PR #1191, opened 2023-02-09
Emit periodic keepalive events from `Worker`

### LINKED ISSUE #1187: Send "keep alive" (empty) messages to avoid idle timeouts when streaming
The problem we want to address is that we have `ansible-runner worker` running, talking to an `ansible-runner process` agent. Due to the infrastructure set up between them (usually K8S), people can have issues with timeout triggers dropping the connection and doing other bad things.

This proposes that ansible-runner, itself, sends a do-nothing messages from worker-->process at a periodic interval, configured by that user. The default is probably to not send these messages.

We may also provide a do-nothing callback in the process code.

nitzmahone:
fixes #1187

This approach is less "fancy" than some others, but also doesn't require yet another interposing output handle.

Open issues:
- [x] short-circuit handling: Ideally there'd be a short-circuit in the `Process` layer for this, or any other "malformed"/bogus event, but as-is, `Process` will bomb out with a KeyError on any dictionary missing `uuid` or `counter`. Ideally, these keepalives could be as simple as a newline, dot, or `{}`, but unless/until we can be sure that an older `Process` isn't going to barf on them, we have to have a larger payload to keep it happy.

- [x] other consumers: In cases where the event actually gets persisted by `Process`, will anything else be upset by the empty `0-0.json` event it writes as? (_EDIT_: consensus was to go for a "fail-fast" approach instead)

- [x] unit tests: there are a number of potential output corruption races this attempts to prevent, but simulating them with unit tests to ensure they stay "prevented" would probably be a Good Thing. (_EDIT_: added crazy way-subsecond keepalive tests to try and flush out problems and races here)

- [x] tests: Don't want to gold-plate this until  we're sure we like this approach. Also, the transmit/worker/process tests need some refactoring to be able to introduce delays so the keepalives have a chance to fire, and also to ensure that they don't fire when they're not supposed to. 

This specifically is *not* trying to solve the generic "I want to do periodic random stuff in runner" issue- it seems like that would be better handled in a future asyncio layer where such things are trivial to do without extra threading overhead.

### DIFF
--- a/ansible_runner/streaming.py
+++ b/ansible_runner/streaming.py
@@ -8,7 +8,6 @@ import sys
 import tempfile
 import uuid
 import traceback
-from builtins import ValueError
 
 import ansible_runner
 from ansible_runner.exceptions import ConfigurationError
--- a/ansible_runner/streaming.py
+++ b/ansible_runner/streaming.py
@@ -65,7 +65,7 @@ class Transmitter(object):
 
 
 class Worker:
-    def __init__(self, _input=None, _output=None, keepalive_seconds: int | None = None, **kwargs):
+    def __init__(self, _input=None, _output=None, keepalive_seconds: float | None = None, **kwargs):
         if _input is None:
             _input = sys.stdin.buffer
         if _output is None:
@@ -73,7 +73,7 @@ class Worker:
 
         if keepalive_seconds is None:  # if we didn't get an explicit int value, fall back to envvar
             # FIXME: emit/log a warning and silently continue if this value won't parse
-            keepalive_seconds = int(os.environ.get('ANSIBLE_RUNNER_KEEPALIVE_SECONDS', 0))
+            keepalive_seconds = float(os.environ.get('ANSIBLE_RUNNER_KEEPALIVE_SECONDS', 0))
 
         self._keepalive_interval_sec = keepalive_seconds
         self._keepalive_thread: Thread | None = None
--- a/ansible_runner/streaming.py
+++ b/ansible_runner/streaming.py
@@ -1,3 +1,5 @@
+from __future__ import annotations  # allow newer type syntax until 3.10 is our minimum
+
 import codecs
 import json
 import os
@@ -6,10 +8,7 @@ import sys
 import tempfile
 import uuid
 import traceback
-try:
-    from collections.abc import Mapping
-except ImportError:
-    from collections import Mapping
+
 
 import ansible_runner
 from ansible_runner.exceptions import ConfigurationError
@@ -17,6 +16,9 @@ from ansible_runner.loader import ArtifactLoader
 import ansible_runner.plugins
 from ansible_runner.utils import register_for_cleanup
 from ansible_runner.utils.streaming import stream_dir, unstream_dir
+from collections.abc import Mapping
+from functools import wraps
+from threading import Event, RLock, Thread
 
 
 class UUIDEncoder(json.JSONEncoder):
@@ -60,12 +62,18 @@ class Transmitter(object):
         return self.status, self.rc
 
 
-class Worker(object):
-    def __init__(self, _input=None, _output=None, **kwargs):
+class Worker:
+    def __init__(self, _input=None, _output=None, keepalive_seconds: int = 0, **kwargs):
         if _input is None:
             _input = sys.stdin.buffer
         if _output is None:
             _output = sys.stdout.buffer
+
+        self._keepalive_interval_sec = keepalive_seconds
+        self._keepalive_thread: Thread | None = None
+        self._output_event = Event()
+        self._output_lock = RLock()
+
         self._input = _input
         self._output = _output
 
@@ -81,6 +89,64 @@ class Worker(object):
         self.status = "unstarted"
         self.rc = None
 
+    def _begin_keepalive(self):
+        """Starts a keepalive thread at most once"""
+        if not self._keepalive_thread:
+            self._keepalive_thread = Thread(target=self._keepalive_loop)
+            self._keepalive_thread.start()
+
+    def _end_keepalive(self):
+        """Disable the keepalive interval and notify the keepalive thread to shut down"""
+        self._keepalive_interval_sec = 0
+        self._output_event.set()
+
+    def _keepalive_loop(self):
+        """Main loop for keepalive injection thread; exits when keepalive interval is <= 0"""
+        while self._keepalive_interval_sec > 0:
+            # block until output has occurred or keepalive interval elapses
+            if self._output_event.wait(timeout=self._keepalive_interval_sec):
+                # output was sent before keepalive timeout; reset the event and start waiting again
+                self._output_event.clear()
+                continue
+
+            # keepalive interval elapsed; try to send a keepalive...
+            # pre-acquire the output lock without blocking
+            if not self._output_lock.acquire(blocking=False):
+                # something else has the lock; output is imminent, so just skip this keepalive
+                # NB: a long-running operation under an event handler that's holding this lock but not actually moving
+                # output could theoretically block keepalives long enough to cause problems, but it's probably not
+                # worth the added locking hassle to be pedantic about it
+                continue
+
+            try:
+                # were keepalives recently disabled?
+                if self._keepalive_interval_sec <= 0:
+                    # we're probably shutting down; don't risk corrupting output by writing now, just bail out
+                    return
+                # output a keepalive event
+                # FIXME: this could be a lot smaller (even just `{}`) if a short-circuit discard was guaranteed in
+                #  Processor or if other layers were more defensive about missing event keys and/or unknown dictionary
+                #  values...
+                self.event_handler(dict(event='keepalive', counter=0, uuid=0))
+            finally:
+                # always release the output lock (
+                self._output_lock.release()
+
+    def _synchronize_output_reset_keepalive(wrapped_method):
+        """
+        Utility decorator to synchronize event writes and flushes to avoid keepalives splatting in the middle of
+        mid-write events, and reset keepalive interval on write completion.
+        """
+        @wraps(wrapped_method)
+        def wrapper(self, *args, **kwargs):
+            with self._output_lock:
+                ret = wrapped_method(self, *args, **kwargs)
+                # signal the keepalive thread last, so the timeout restarts after the last write, not before the first
+                self._output_event.set()
+                return ret
+
+        return wrapper
+
     def update_paths(self, kwargs):
         if kwargs.get('envvars'):
             if 'ANSIBLE_ROLES_PATH' in kwargs['envvars']:
@@ -93,62 +159,70 @@ class Worker(object):
         return kwargs
 
     def run(self):
-        while True:
-            try:
-                line = self._input.readline()
-                data = json.loads(line)
-            except (json.decoder.JSONDecodeError, IOError):
-                self.status_handler({'status': 'error', 'job_explanation': 'Failed to JSON parse a line from transmit stream.'}, None)
-                self.finished_callback(None)  # send eof line
-                return self.status, self.rc
-
-            if 'kwargs' in data:
-                self.job_kwargs = self.update_paths(data['kwargs'])
-            elif 'zipfile' in data:
+        self._begin_keepalive()
+        try:
+            while True:
                 try:
-                    unstream_dir(self._input, data['zipfile'], self.private_data_dir)
-                except Exception:
-                    self.status_handler({
-                        'status': 'error',
-                        'job_explanation': 'Failed to extract private data directory on worker.',
-                        'result_traceback': traceback.format_exc()
-                    }, None)
+                    line = self._input.readline()
+                    data = json.loads(line)
+                except (json.decoder.JSONDecodeError, IOError):
+                    self.status_handler({'status': 'error', 'job_explanation': 'Failed to JSON parse a line from transmit stream.'}, None)
                     self.finished_callback(None)  # send eof line
                     return self.status, self.rc
-            elif 'eof' in data:
-                break
 
-        self.kwargs.update(self.job_kwargs)
-        self.kwargs['quiet'] = True
-        self.kwargs['suppress_ansible_output'] = True
-        self.kwargs['private_data_dir'] = self.private_data_dir
-        self.kwargs['status_handler'] = self.status_handler
-        self.kwargs['event_handler'] = self.event_handler
-        self.kwargs['artifacts_handler'] = self.artifacts_handler
-        self.kwargs['finished_callback'] = self.finished_callback
+                if 'kwargs' in data:
+                    self.job_kwargs = self.update_paths(data['kwargs'])
+                elif 'zipfile' in data:
+                    try:
+                        unstream_dir(self._input, data['zipfile'], self.private_data_dir)
+                    except Exception:
+                        self.status_handler({
+                            'status': 'error',
+                            'job_explanation': 'Failed to extract private data directory on worker.',
+                            'result_traceback': traceback.format_exc()
+                        }, None)
+                        self.finished_callback(None)  # send eof line
+                        return self.status, self.rc
+                elif 'eof' in data:
+                    break
 
-        r = ansible_runner.interface.run(**self.kwargs)
-        self.status, self.rc = r.status, r.rc
+            self.kwargs.update(self.job_kwargs)
+            self.kwargs['quiet'] = True
+            self.kwargs['suppress_ansible_output'] = True
+            self.kwargs['private_data_dir'] = self.private_data_dir
+            self.kwargs['status_handler'] = self.status_handler
+            self.kwargs['event_handler'] = self.event_handler
+            self.kwargs['artifacts_handler'] = self.artifacts_handler
+            self.kwargs['finished_callback'] = self.finished_callback
 
-        # FIXME: do cleanup on the tempdir
+            r = ansible_runner.interface.run(**self.kwargs)
+            self.status, self.rc = r.status, r.rc
+
+            # FIXME: do cleanup on the tempdir
+        finally:
+            self._end_keepalive()
 
         return self.status, self.rc
 
+    @_synchronize_output_reset_keepalive
     def status_handler(self, status_data, runner_config):
         self.status = status_data['status']
         self._output.write(json.dumps(status_data).encode('utf-8'))
         self._output.write(b'\n')
         self._output.flush()
 
+    @_synchronize_output_reset_keepalive
     def event_handler(self, event_data):
         self._output.write(json.dumps(event_data).encode('utf-8'))
         self._output.write(b'\n')
         self._output.flush()
 
+    @_synchronize_output_reset_keepalive
     def artifacts_handler(self, artifact_dir):
         stream_dir(artifact_dir, self._output)
         self._output.flush()
 
+    @_synchronize_output_reset_keepalive
     def finished_callback(self, runner_obj):
         self._output.write(json.dumps({'eof': True}).encode('utf-8'))
         self._output.write(b'\n')
@@ -210,6 +284,7 @@ class Processor(object):
             self.status_handler(status_data, runner_config=self.config)
 
     def event_callback(self, event_data):
+        # FIXME: this needs to be more defensive to not blow up on "malformed" events or new values it doesn't recognize
         full_filename = os.path.join(self.artifact_dir,
                                      'job_events',
                                      '{}-{}.json'.format(event_data['counter'],
@@ -254,6 +329,9 @@ class Processor(object):
                 self.artifacts_callback(data)
             elif 'eof' in data:
                 break
+            # FIXME: add a short-circuit here to minimize the overhead of keepalives?
+            # elif data.get('event') == 'keepalive':
+            #     continue
             else:
                 self.event_callback(data)
 
--- a/ansible_runner/streaming.py
+++ b/ansible_runner/streaming.py
@@ -337,9 +337,9 @@ class Processor(object):
                 self.artifacts_callback(data)
             elif 'eof' in data:
                 break
-            # FIXME: add a short-circuit here to minimize the overhead of keepalives?
-            # elif data.get('event') == 'keepalive':
-            #     continue
+            elif data.get('event') == 'keepalive':
+                # just ignore keepalives
+                continue
             else:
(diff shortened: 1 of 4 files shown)


ansible_runner/streaming.py
```diff
@@ -81,6 +89,64 @@ def __init__(self, _input=None, _output=None, **kwargs):
...
+        """Disable the keepalive interval and notify the keepalive thread to shut down"""
+        self._keepalive_interval_sec = 0
+        self._output_event.set()
+
+    def _keepalive_loop(self):
+        """Main loop for keepalive injection thread; exits when keepalive interval is <= 0"""
+        while self._keepalive_interval_sec > 0:
+            # block until output has occurred or keepalive interval elapses
+            if self._output_event.wait(timeout=self._keepalive_interval_sec):
+                # output was sent before keepalive timeout; reset the event and start waiting again
```
AlanCoding, line 114: So that I'm understanding this comment, entering this `if` block corresponds to the `self._output_event.set()` action which would get triggered at the end of any other write?

ansible_runner/streaming.py
```diff
@@ -81,6 +89,64 @@ def __init__(self, _input=None, _output=None, **kwargs):
...
+            try:
+                # were keepalives recently disabled?
+                if self._keepalive_interval_sec <= 0:
+                    # we're probably shutting down; don't risk corrupting output by writing now, just bail out
+                    return
+                # output a keepalive event
+                # FIXME: this could be a lot smaller (even just `{}`) if a short-circuit discard was guaranteed in
+                #  Processor or if other layers were more defensive about missing event keys and/or unknown dictionary
+                #  values...
+                self.event_handler(dict(event='keepalive', counter=0, uuid=0))
```
AlanCoding, line 136: I would prefer to lose both of `counter=0, uuid=0`, since neither value makes sense or adds any value. I absolutely want to keep it as a single-line JSON, but the eof event is really just `{"eof": true}`

ansible_runner/streaming.py
```diff
@@ -93,62 +159,70 @@ def update_paths(self, kwargs):
...
         self._output.flush()
 
+    @_synchronize_output_reset_keepalive
     def artifacts_handler(self, artifact_dir):
         stream_dir(artifact_dir, self._output)
         self._output.flush()
 
+    @_synchronize_output_reset_keepalive
     def finished_callback(self, runner_obj):
         self._output.write(json.dumps({'eof': True}).encode('utf-8'))
```
AlanCoding, line 234: you'd probably want to do `self._end_keepalive()` before this line, because eof should be the final line. Wouldn't break anything I know of to have this violated, but better not risk it. If so, this method shouldn't need the decorator either.

ansible_runner/streaming.py
```diff
@@ -81,6 +89,64 @@ def __init__(self, _input=None, _output=None, **kwargs):
...
+        while self._keepalive_interval_sec > 0:
+            # block until output has occurred or keepalive interval elapses
+            if self._output_event.wait(timeout=self._keepalive_interval_sec):
+                # output was sent before keepalive timeout; reset the event and start waiting again
+                self._output_event.clear()
+                continue
+
+            # keepalive interval elapsed; try to send a keepalive...
+            # pre-acquire the output lock without blocking
+            if not self._output_lock.acquire(blocking=False):
```
jjwatt, line 120: Just FYI: This will never be false because `_output_lock` is a `RLock` which is reentrant (not "read" as a surprising number of developers seem to think!) e.g.,
```python
>>> from threading import RLock
>>> lock = RLock()
>>> lock.acquire(blocking=False)
True
>>> lock.acquire(blocking=False)
True
>>> lock.acquire(blocking=False)
True
>>> lock.acquire(blocking=False)
True
>>> lock.release()
>>> lock.release()
>>> lock.release()
>>> lock.release()
>>> lock.release()
  File "<stdin>", line 1, in <module>
RuntimeError: cannot release un-acquired lock
```
You can grab it all you want but it's never released until you call `release()` the same number of times you called `acquire()`. It's meant for preventing deadlock by letting the same thread grab a lock more than once or for multiple threads to hold a lock.

nitzmahone: I think you might be misunderstanding what's going on in that method (remember it's running on a dedicated thread)- I specifically chose an `RLock` to allow it to be "best effort" pre-acquired by the thread, then "inherited" by the call to the event writer from the same thread (which will re-entrantly reacquire the lock). If something else has picked up the lock, it means the main thread is in the middle of writing an event, in which case the keepalive is redundant and should be skipped. Without this lightweight pre-acquisition + reentrant property of RLock, the keepalive thread would block on the event dispatch until the main thread released the lock and immediately splat a redundant keepalive (which in some cases, like during shutdown, could also technically break the output by emitting a keepalive after the `eof` event).

ansible_runner/streaming.py
nitzmahone: I'd love to make it super tiny (even `{}`), but I don't know at what point it's safe to assume that an old broken `Process` impl won't encounter this and barf on it- if the overall keepalive feature doesn't end up being backported, maybe that's a reasonable approach, but if it is, we'll need to have something (at least for a while) that won't break an older processor implementation.

ansible_runner/streaming.py
jjwatt: I think I see what you mean. It's somewhat recursive ("inherited," "same thread"). That makes sense. I don't know enough about the codebase to say any more about that. However, I think my other comment is still valid, right? This conditional on 114 will never be false. I also don't think it will ever block even if `blocking=True`. Thoughts on that?

jjwatt: Sorry, I guess I mean "will always be False" with the `not`. I just mean that `aquire()` will always return `True` with `Rlock`, won't it?

nitzmahone: Nope, not when the main thread already holds the lock, which is the case I'm trying to correct for:

* (on main thread) idle for a long time
* (on keepalive thread) keepalive timeout expires
* (on main thread) acquire lock, start event write
* (on keepalive thread) acquire lock to start a keepalive write, block because the lock is held by main thread
* (on main thread) complete event write, release lock
* (on keepalive thread) unblock and acquire lock, write superfluous keepalive

this fixes that problem, because the extra non-blocking lock acquire on the keepalive thread will return `False` (since the main thread holds the lock), so we know there's another write already in progress and that we don't need a keepalive

nitzmahone: (if you don't believe me, set the keepalive interval to 1s and inject a 5s delay in one of the event writers, which is what I did when I was verifying it :laughing: )

ansible_runner/streaming.py
nitzmahone: Since `_end_keepalive()` doesn't currently `join`, it's probably best to keep this one decorated for the lock (since the keepalive thread could still splat something on its dying gasp). That said, I think it *would* be smart to add a defensive call to `_end_keepalive()` inside this to guarantee that it's definitively impossible to splat a keepalive after the eof message- I'll add that.

ansible_runner/streaming.py
nitzmahone: Correct- when `wait()` returns true, it's because the event was `set()` by something.

ansible_runner/streaming.py
AlanCoding: Since the default is to not send keepalive messages, I'm not worried about new versions of runner with old versions of AWX / controller at all.

Considering the case of an old version of runner with newer versions of AWX... if they don't turn this feature on, it shouldn't be a problem. If they do turn it on, then they will need to have all their EEs upgraded. This should be documented (in the help text for the very setting they are enabling), but I don't see any way around that. Such is the way of introducing any new feature. You can't enable something new while running old code.

ansible_runner/streaming.py
```diff
@@ -60,12 +62,18 @@ def run(self):
...
-    def __init__(self, _input=None, _output=None, **kwargs):
+class Worker:
+    def __init__(self, _input=None, _output=None, keepalive_seconds: int = 0, **kwargs):
         if _input is None:
             _input = sys.stdin.buffer
         if _output is None:
             _output = sys.stdout.buffer
+
+        self._keepalive_interval_sec = keepalive_seconds
+        self._keepalive_thread: Thread | None = None
```
AlanCoding, line 79: I might show my own ignorance with this question - but could you explain the python syntax of this line? I try to reproduce it, and I get something like this

```
----> 1 _keepalive_thread: Thread | None = None

TypeError: unsupported operand type(s) for |: 'type' and 'NoneType'
```

Where there is a highlight around "Thread | None"

ansible_runner/streaming.py
jjwatt: Thanks for the explanation! It's clarifying. I follow what you're saying, but I think I would have to see it running, like you suggested, to really understand the code. I'm going to try to do that, but I wouldn't hold up a PR for it (I'm new and still need to learn some basics). Sounds like you've tested it, and it works the way you expect!

jjwatt: Oh, I see the main idea I was missing: Python's RLock.acquire() does return False if a *different* thread tries to acquire. Cool.

ansible_runner/streaming.py
jjwatt: `from typing import Optional, Union`
https://peps.python.org/pep-0484/#union-types says to use `Optional[T]` as shorthand for `Union[T, None]`, but apparently Python 3.10 added support for `<T> | None`. If we need to stay compatible with 3.9, we should probably stick to `Optional[T]`, so here it should be `self._keepalive_thread: Optional[Thread]`

nitzmahone: It's a Python 3.10+ typing shorthand feature for `Union` (eg, `X | Y | None` is equivalent to `typing.Optional[typing.Union[X, Y]]`), but since I added the `annotations` future, it's allowed and supported back to Python 3.7 from the runtime's perspective, and at least `mypy` and pycharm validate it properly. That future causes the parser to store all type annotations as strings instead of trying to AST them, which allows things like forward references, self-referential type declarations, newer typing syntax in older Pythons, and cheaper runtime overhead.

nitzmahone: > I might show my own ignorance

Please do, anytime, and I promise I'll do the same :wink: !  I'll never think less of anyone for seeking to understand- it drives me bonkers when people are afraid to stop and say "wait, I don't understand that...", because it usually becomes apparent later anyway, and if the thing you don't understand might be foundational for something else, it's a waste of everyone's time to keep moving forward when you can't form the full picture. Thanks for asking!

AlanCoding: Checks out

```python
>>> from __future__ import annotations
>>> _keepalive_thread: Thread | None = None
```

This works, and the result is that `_keepalive_thread` is `None`, but known to be either a `NoneType` or a `Thread`.

ansible_runner/streaming.py
AlanCoding: That answered my question completely. But raised a new question with

> `_end_keepalive()` doesn't currently `join`

Couldn't something go wrong with that? If something was using `Worker` programmatically, will this leave around useless threads? Particularly with multiple calls. While this doesn't seem like a very realistic concern, it's already a concern for ansible-runner tests.

My current reading is that if the parameter `keepalive_seconds` parameter gets its default value of `0`, this will still start a thread that will never time out (but still gets reset, kind of pointlessly, by other reads).

This is still a draft, and I'm not asking you to do the work, but want general oppinions on:
 - If the parameter is 0, could we avoid creating an extra thread entirely, minimally affecting the current code path (which all AWX jobs hit)?
 - For test safety (if nothing else) could we have a means of joining the thread? I might agree that never joining is best for CLI use, but a programmatic hook for testing might be useful.

nitzmahone: > could we avoid creating an extra thread entirely

Yeah, I actually wrote it that way to begin with (as well as no-opping the event and `nullcontext`ing the lock), but since the overhead is relatively low, I chucked that since fewer code path permutations and optimizations is much easier to test (especially where concurrency is involved).

> if the parameter keepalive_seconds parameter gets its default value of 0, this will still start a thread that will never time out 

[this](https://github.com/ansible/ansible-runner/pull/1191/files#diff-81c3df3f520280c8548b6499f287446e289a81ecad30288e0c561d3aa95456c5R105) causes the thread to exit instantly in that case.

I was back-and-forth on the `join()` as well- since I pulse the event in the shutdown request anyway, in *nearly* all cases, the thread should exit instantly, but there is a non-zero possibility that it could wait one keepalive interval. Which does bring up the point that I should mark that thread `daemon=True`. It was originally a futures TPE, but that seemed like more overhead than necessary for the fire-and-forget, esp since we can't just bridge the `cancel` on the future to actually function :( (and I really don't want to introduce asyncio into the runner codebase at this point).

ansible_runner/streaming.py
nitzmahone: @shanemcd and I were talking about how to introduce this as a hotfix to an existing environment via an envvar that could be set in the EE itself, rather than having to plumb it all the way through as a kwarg to `Worker` and (somehow) deal with older EEs that don't understand that kwarg (possibly even just enabling a sane default in *all* our EEs and calling it a day). This is another one of those cases where the payload format design and its consumers didn't consider upgrade-ability, so either we force everything to be upgraded, or we stick with a format that's non-objectionable to existing consumers.

ansible_runner/streaming.py
nitzmahone: @jjwatt if you want to see how I set that up to observe it in a debugger sometime, give me a poke on Slack...

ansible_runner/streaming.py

* **Exercise**
For the word "moving", count the lines in the records that contain it. Give the number and no other words.

* **Reply to the task**
2